So where do you start?

Most Irish third level institutions have modern facilities and services in place to enable students with disabilities to fully participate in their academic studies and a many third level colleges allocate a number of places for students with disabilities and specific learning difficulties under a supplementary admissions scheme called DARE – Disability Access Route to Education. This initiative recognises that due to the impact of your disability or specific learning difficulty you may have been put at an educational disadvantage. Applying to college through this route may allow you to enter your course below the points required. However, the entry criteria for this scheme varies from one college to another and you must have attained the minimum entry requirements for your chosen course.

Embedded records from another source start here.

PR #443, opened 2024-06-17
Improve wait_for_ready timeout errors

pehala:
- Timeouts now return human readable message instead of an error for timeout
  - Any other errors will be propagated as usual 
- Use wait_until instead of until_all()
- Lower default timeout from 90sec to 60sec
   - Everything passed on my machine, we can see if it works (or I can delete it based on review)

### DIFF
--- a/testsuite/gateway/gateway_api/gateway.py
+++ b/testsuite/gateway/gateway_api/gateway.py
@@ -76,12 +76,9 @@ class KuadrantGateway(OpenShiftObject, Gateway):
 
     def wait_for_ready(self, timeout: int = 10 * 60):
         """Waits for the gateway to be ready in the sense of is_ready(self)"""
-        with oc.timeout(timeout):
-            success, _, _ = self.self_selector().until_all(
-                success_func=lambda obj: self.__class__(obj.model).is_ready()
-            )
-            assert success, "Gateway didn't get ready in time"
-            self.refresh()
+        success = self.wait_until(lambda obj: self.__class__(obj.model).is_ready(), timelimit=timeout)
+        assert success, "Gateway didn't get ready in time"
+        self.refresh()
 
     def is_affected_by(self, policy: Policy) -> bool:
         """Returns True, if affected by status is found within the object for the specific policy"""
--- a/testsuite/policy/authorization/auth_config.py
+++ b/testsuite/policy/authorization/auth_config.py
@@ -3,8 +3,6 @@
 from functools import cached_property
 from typing import Dict
 
-import openshift_client as oc
-
 from testsuite.utils import asdict
 from testsuite.openshift import OpenShiftObject, modify
 from testsuite.openshift.client import OpenShiftClient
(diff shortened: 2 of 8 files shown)


testsuite/policy/authorization/auth_config.py
```diff
@@ -76,13 +74,12 @@ def remove_all_hosts(self):
...
-        with oc.timeout(90):
-            success, _, _ = self.self_selector().until_all(
-                success_func=lambda obj: len(obj.model.status.conditions) > 0
-                and all(x.status == "True" for x in obj.model.status.conditions)
-            )
-            assert success, f"{self.kind()} did not get ready in time"
-            self.refresh()
+        success = self.wait_until(
+            lambda obj: len(obj.model.status.conditions) > 0
+            and all(x.status == "True" for x in obj.model.status.conditions)
```
trepel, line 79: This apparently works well but would not it be better to specifically check the `Enforced=True` ? I think that in context of Policies the "ready" actually means enforced, doesn't it?

```
lambda obj: all(x.status == "True" for x in obj.model.status.conditions)
            and any(x.type == "Enforced" for x in obj.model.status.conditions)
```

testsuite/policy/tls_policy.py
```diff
@@ -55,9 +53,5 @@ def __getitem__(self, key):
     def wait_for_ready(self):
         """TLSPolicy does not have Enforced
         https://github.com/Kuadrant/kuadrant-operator/issues/572"""
-        with oc.timeout(90):
-            success, _, _ = self.self_selector().until_all(
-                success_func=has_condition("Accepted", "True"),
-                tolerate_failures=5,
-            )
-            assert success, f"{self.kind()} did not get ready in time"
+        success = self.wait_until(has_condition("Accepted", "True"))
```
trepel, line 56: TLSPolicy has been updated with `Enforced` recently: https://github.com/Kuadrant/kuadrant-operator/pull/635
so this whole method can be removed since the version from `super` should be sufficient.

Actually, I think that `wait_for_ready` can be implemented once in base `Policy` class now, there's no need to have specific version of this method for particular policies at all.

testsuite/policy/authorization/auth_config.py
pehala: Authpolicy does have Enforced but AuthConfig is not a policy so I am not sure about that

testsuite/gateway/gateway_api/gateway.py
```diff
@@ -76,12 +76,9 @@ def is_ready(self):
...
         """Waits for the gateway to be ready in the sense of is_ready(self)"""
-        with oc.timeout(timeout):
-            success, _, _ = self.self_selector().until_all(
-                success_func=lambda obj: self.__class__(obj.model).is_ready()
-            )
-            assert success, "Gateway didn't get ready in time"
-            self.refresh()
+        success = self.wait_until(lambda obj: self.__class__(obj.model).is_ready(), timelimit=timeout)
+        assert success, "Gateway didn't get ready in time"
+        self.refresh()
```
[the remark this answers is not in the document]
pehala: Not sure, it was there before so I kept it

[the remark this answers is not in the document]
trepel: Ack, let's keep it, no harm anyway

testsuite/policy/authorization/auth_config.py
trepel: Crap, sorry, I completely missed the fact that this is about AuthConfig, not AuthPolicy. You are right, only policies are enforced.

testsuite/policy/tls_policy.py
trepel: Eh, there is that additional `time.sleep(5)` for RLP so RLP needs its own `wait_for_ready` method.

trepel (approved):
I think that this is good to go. I ran some tests and they passed.

averevki (dismissed):

pehala:
Rebased

averevki (approved):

How does a student apply for a college place through DARE?

The student can do this by simply ticking the box on the first page of the online CAO form which asks if a person has a disability or specific learning difficulty. You will then be directed to a separate application form called the Supplementary Information Form which must be completed and send back to the CAO. The closing date for completed Supplementary Information forms is the 1st of April 2010. Late applications will not be accepted. The CAO will then forward this information on to the colleges you have indicated a preference for and who participate in this scheme. Many students are anxious about disclosing their disability fearing that it will go against them but this is simply not the case. AHEAD recommends that all students with disabilities disclose their disability in advance as this helps third level colleges to plan ahead for the support needs of their students with disabilities.

What funding and supports are available for students with disabilities?

Upon registration, students with disabilities are advised to contact the Disability Support Service or Access Officer in their college to discuss any equipment or services they may require to enable them to participate fully on their course. The disability or access officer will carry out a needs assessment and then submit an application to the Fund for Students with Disabilities on the student’s behalf, which is used to pay for equipment and or supports that have been identified as necessary. The types of supports available include sign language interpreters, personal assistants, assistive technology, alternative examination arrangements and learning support.

Students attending third level have to deal with considerably higher academic demands than at second level such as extensive reading, note taking, and producing essays with no help as one is expected to direct and organise their own learning. Unfortunately, some students with disabilities realise that they could have availed of supports when it’s too late. For example, there is no use looking for alternative examination arrangements on the morning of the examination as these must be agreed and arranged with faculty staff and the examinations board well in advance. Each University and Institute of Technology has a Disability or Access Officer whose role is to support students as they progress through college. With the correct supports and accommodations the college experience can be an extremely fulfilling one for students with disabilities.